Could you restate word for word every line of the records below, from the first one to the one holding "Replaces the Houlton"?
Top of RECORDED INFORMATION
PR #2869, opened 2024-11-07
Update temperature cost function for symbiotic Nfix in FUN

wwieder:
### Description of changes
Updates temperature cost function of Nfix using lab measurements from [Bytnerowicz et al. (2022)](https://doi.org/10.1038/s41477-021-01090-x), see Supplementary Table 3.  

### Specific notes
Replaces the Houlton temperature cost function that's currently used in CNFUN.
- requires updated parameter file with min, optimum, and max temperatures for tropical and extra-tropical PFTs. `/glade/work/wwieder/modified_inputs/ctsm60_params_nfix.c241101.nc`

Updated temperature function (below in blue) compared to the default  temperature function from Houlton et al (orange) to calculate C costs of N fix in FUN (second figure).

image
image

**Contributors other than yourself, if any:**
Tom Bytnerowicz, @tbytnero, t.bytnerowicz@ufl.edu

**CTSM Issues Fixed (include github issue #):**
None

**Are answers expected to change (and if so in what way)?**
Reduces temperate N fix  and vegetation C pools.  Also modifies temporal changes over historical and SSP scenarios.

Diagnostics from CRU-JRA forced runs at f19 [posted here](https://webext.cgd.ucar.edu/I20TR/ctsm530_f19_nfix_hist2/lnd/ctsm530_f19_nfix_hist2_2004_2023-ctsm530_f19_PPE_hist_2004_2023/setsIndex.html)

Issue on [LMWG-dev linked here](https://github.com/NCAR/LMWG_dev/issues/72)
Discussion on Nfix started on [LMWG-dev](https://github.com/NCAR/LMWG_dev/discussions/73)
 
**Any User Interface Changes (namelist or namelist defaults changes)?**
TODO add namelist option for Bytnerowicz vs. Houlton Nfix cost function

**Does this create a need to change or add documentation? Did you do so?**
Needs to be added to documentation, not currently done

**Testing performed, if any:**
Ran scientific tests in point simulations (CLM5.1 code base) and global 2 degree spinup, historical and SSP2-4.5 case.

PR #2917, opened 2024-12-20
Merge b4bdev 20241220

slevis-lmwg:
For details, see the ChangeLog for tag ctsm5.3.017.

For reference, this resolves #2869.


slevis-lmwg:
I saw Joseph's message that izumi had been restored to service, so I submitted aux_clm this morning. It seemed as though tests were going to work, but a large number "failed to initialize" in the SHAREDLIB_BUILD phase. I tried resubmitting three of these, and I get "Read-only file system" errors.

I will try again on Monday. If I see the same behavior, I will return to the original plan of merging this PR without izumi testing.

src/main/clm_varctl.F90
```diff
@@ -227,6 +227,8 @@ module clm_varctl
   !
   real(r8), public :: nfix_timeconst = -1.2345_r8 
 
+  character(len=25), public :: nfix_method  ! choice of nfix parameterization
```
ekluzek, line 230: Since, this is only needed as part of CNFUNMod.F90, it should be a local module variable there, with a ReadNML method that's in there as well. This reduces unneeded dependencies,, makes modules more independent, more interoperable, and easier to extract or add in.

src/biogeochem/CNFUNMod.F90
```diff
@@ -1608,6 +1619,44 @@ real(r8) function fun_cost_fix(fixer,a_fix,b_fix,c_fix,big_cost,crootfr,s_fix, t
...
+! Function result.
+!--------------------------------------------------------------------------
+! real(r8) , intent(out) :: cost_of_n   !!! cost of fixing N (kgC/kgN)
+!--------------------------------------------------------------------------
+  integer,  intent(in) :: fixer     ! flag indicating if plant is a fixer
+                                    ! 1=yes, otherwise no.
+  real(r8), intent(in) :: nfix_tmin ! As in Bytnerowicz et al. (2022)
+  real(r8), intent(in) :: nfix_topt ! As in Bytnerowicz et al. (2022)
+  real(r8), intent(in) :: nfix_tmax ! As in Bytnerowicz et al. (2022)
+  real(r8), intent(in) :: big_cost  ! an arbitrary large cost (gC/gN)
```
ekluzek, line 1643: There's a couple details here that I wonder about, that probably don't matter much. I'm not sure why big_cost is passed in if it's fixed? And there is a 1._r8 that doesn't seem to be needed in the question below. Also -1*s_fix should just be -s_fix. The multiply by the integer -1 doesn't add anything, and just adds complexity.

src/biogeochem/CNFUNMod.F90
```diff
@@ -1608,6 +1619,44 @@ real(r8) function fun_cost_fix(fixer,a_fix,b_fix,c_fix,big_cost,crootfr,s_fix, t
   end if    ! ends up with the fixer or non-fixer decision
   
   end function fun_cost_fix
+
+
+!=========================================================================================
+  real(r8) function fun_cost_fix_Bytnerowicz_noAcc(fixer,nfix_tmin,nfix_topt,nfix_tmax,big_cost,crootfr,s_fix, tc_soisno)
```
ekluzek, line 1625: I love that this is nicely isolated in it's own clean subroutine. This is also something that could have unit or functional testing around it.

src/biogeochem/CNFUNMod.F90
```diff
@@ -1041,42 +1044,50 @@ subroutine CNFUN(bounds,num_soilc, filter_soilc,num_soilp&
...
+
                if(pftcon%c3psn(patch%itype(p)).eq.1)then
                  fixer=1
                else
                  fixer=0
                endif
-               costNit(j,icostFix)     = fun_cost_fix(fixer,a_fix(ivt(p)),b_fix(ivt(p))&
-               ,c_fix(ivt(p)) ,big_cost,crootfr(p,j),s_fix(ivt(p)),tc_soisno(c,j))
+
+               select case (nfix_method)
```
ekluzek, line 1065: I like the namelist control from the user perspective, but am a bit concerned about the complexity this adds at run time to a pretty deeply nested loop over both patch and soil level. A string comparison is much bigger deal than an integer comparison for example.

One way to improe on this tath we also do elsewhere is to have the namelist a string just as this is, but to convert it to an integer control flag at initialization for use at runtime.

The even better way would be to have fun_cost_fix be a small OOP object with a base class for either chosen at initialization and then at runtime it just does the correct one without an if statement. And the resulting code looks cleaner as well.

slevis-lmwg:
I am getting new errors on izumi today, rather than the error that I reported yesterday. I have submitted aux_clm again to see what happens. Meanwhile Ithough I will move on with this merge, because I get the sense that izumi is unreliable.

src/biogeochem/CNFUNMod.F90
```diff
@@ -495,9 +494,10 @@ subroutine CNFUN(bounds,num_soilc, filter_soilc,num_soilp&
   !  fixers, 2 for non fixers. This will become redundant with the
   !   'fixer' parameter if it works. 
   
+  character(len=32) :: subname = 'CNFUN'
```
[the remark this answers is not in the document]
slevis-lmwg: Good point, thanks.
Done.

src/main/pftconMod.F90
```diff
@@ -268,6 +268,9 @@ module pftconMod
      real(r8), allocatable :: b_fix         (:)   ! A BNF parameter
      real(r8), allocatable :: c_fix         (:)   ! A BNF parameter
      real(r8), allocatable :: s_fix         (:)   ! A BNF parameter
+     real(r8), allocatable :: nfix_tmin     (:)   ! A BNF parameter
```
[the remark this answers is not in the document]
slevis-lmwg: Done

src/main/clm_varctl.F90
slevis-lmwg: Ok, done.

src/biogeochem/CNFUNMod.F90
slevis-lmwg: I'm simplifying the equation by removing the two 1s that, I agree, seem redundant. Unless they represent some constant or coefficient that could later assume a different value. If it turns out that way, we can revisit later.

slevis-lmwg: I will not change how big_cost is handled for now, but I think I see that it could be set as a parameter at the module level and not need passing.

src/biogeochem/CNFUNMod.F90
slevis-lmwg: True. I will assume that testing is outside the scope of the current PR.

src/biogeochem/CNFUNMod.F90
slevis-lmwg: I definitely prefer the cleaner approach. I think of it as a refactor of what we have now, so I will consider it outside the scope of this PR, so that we can proceed with the merge.

slevis-lmwg:
Submitting aux_clm after the code revisions.

slevis-lmwg:
aux_clm
- on derecho OK same results as before
- on izumi NOT OK but this computer seems to have serious problems; e.g. all 13 gnu tests:
```
    FAIL ERS_Ld1200_Mmpi-serial.1x1_numaIA.I2000Clm50BgcCropQianRs.izumi_gnu.clm-cropMonthlyNoinitial GENERATE exception
    FAIL ERS_Ld600_Mmpi-serial.1x1_smallvilleIA.I1850Clm50BgcCrop.izumi_gnu.clm-cropMonthlyNoinitial GENERATE exception
    FAIL ERS_Ly3_Mmpi-serial.1x1_smallvilleIA.IHistClm50BgcCropQianRs.izumi_gnu.clm-cropMonthOutput GENERATE exception
    FAIL ERS_Ly5_Mmpi-serial.1x1_smallvilleIA.I1850Clm50BgcCrop.izumi_gnu.clm-ciso_monthly--clm-matrixcnOn GENERATE exception
    FAIL ERS_Ly5_Mmpi-serial.1x1_smallvilleIA.I1850Clm50BgcCrop.izumi_gnu.clm-ciso_monthly GENERATE exception
    FAIL SMS_D.f10_f10_mg37.I2000Clm60BgcCrop.izumi_gnu.clm-crop GENERATE exception
    FAIL SMS_D_Ld1_Mmpi-serial.f45_f45_mg37.I2000Clm50SpRs.izumi_gnu.clm-ptsRLA GENERATE exception
    FAIL SMS_D_Ld1_Mmpi-serial.f45_f45_mg37.I2000Clm50SpRs.izumi_gnu.clm-ptsROA GENERATE exception
    FAIL SMS.f10_f10_mg37.I2000Clm50BgcCrop.izumi_gnu.clm-crop GENERATE exception
    FAIL SMS_Ld5_Mmpi-serial.1x1_brazil.IHistClm60Bgc.izumi_gnu.clm-mimics GENERATE exception
    FAIL SMS_Ln9.f10_f10_mg37.I1850Clm45Bgc.izumi_gnu.clm-clm45cam4LndTuningModeZDustSoilErod GENERATE exception
    FAIL SMS_Ly3_Mmpi-serial.1x1_numaIA.I2000Clm50BgcDvCropQianRs.izumi_gnu.clm-ignor_warn_cropMonthOutputColdStart GENERATE exception
    FAIL SMS_Ly5_Mmpi-serial.1x1_smallvilleIA.IHistClm60BgcCropQianRs.izumi_gnu.clm-gregorian_cropMonthOutput GENERATE exception
```
Similarly with most nag and intel tests, plus a few tests say "SHAREDLIB_BUILD failed to initialize"

adrifoster (approved):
Bottom of RECORDED INFORMATION
*TASK OUTPUT*
PR #2869, opened 2024-11-07
Update temperature cost function for symbiotic Nfix in FUN

wwieder:
### Description of changes
Updates temperature cost function of Nfix using lab measurements from [Bytnerowicz et al. (2022)](https://doi.org/10.1038/s41477-021-01090-x), see Supplementary Table 3.  

### Specific notes
Replaces the Houlton temperature cost function that's currently used in CNFUN.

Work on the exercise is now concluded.